PR #208, opened 2021-04-29
 Fix loading collada files with multiple texcoord sets using the same offset

iche033:
# 🦟 Bug fix

## Summary

When loading texture coordinates, there was an assumption in the ColladaLoader that the `offset` values (which specify the index in which the uv coordinates should be read from) need to be unique. This is found that be incorrect assumption after looking at Collada 1.5 spec ([link](https://www.khronos.org/files/collada_spec_1_5.pdf) to pdf. There is an example on page 89). 

This PR updates the loader to support loading duplicate `offset` values.

One way to test this is to use Edifice. You'll need to use this ign-common4 branch: `collada_texcoord_offset_4`, and launch a world in ign-gazebo with this [model](https://github.com/ignitionrobotics/ign-common/files/6401985/WheelChairUnfolded.zip) (zip file). Without this change, the light map is rendered incorrectly on the model and it'll appear all white. With this fix, the model should have right textures but with some subtle difference in shading.

## Checklist
- [x] Added tests

### DIFF
--- a/graphics/src/ColladaLoader.cc
+++ b/graphics/src/ColladaLoader.cc
@@ -2167,7 +2167,7 @@ void ColladaLoaderPrivate::LoadPolylist(tinyxml2::XMLElement *_polylistXml,
               if (!inputs[TEXCOORD].empty())
               {
                 texEqual = true;
-                for (auto pair: texcoordsOffsetToSet)
+                for (auto &pair : texcoordsOffsetToSet)
                 {
                   unsigned int offset = pair.first;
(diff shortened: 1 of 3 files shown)


luca-della-vedova (approved):
Didn't look too much at the implementation since I'm not very familiar with the `ColladaLoader` but it fixed the issue for me! (when cherry-picked to `common4` for edifice)

mjcarroll:
Warnings on homebrew are expected, I think this is good to go.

+ + + +

Only the lines from the one containing "(diff shortened: 1 of 3 files shown)" through the final line above should be duplicated, exactly as they stand.

**WRITTEN RESPONSE**.
(diff shortened: 1 of 3 files shown)


luca-della-vedova (approved):
Didn't look too much at the implementation since I'm not very familiar with the `ColladaLoader` but it fixed the issue for me! (when cherry-picked to `common4` for edifice)

mjcarroll:
Warnings on homebrew are expected, I think this is good to go.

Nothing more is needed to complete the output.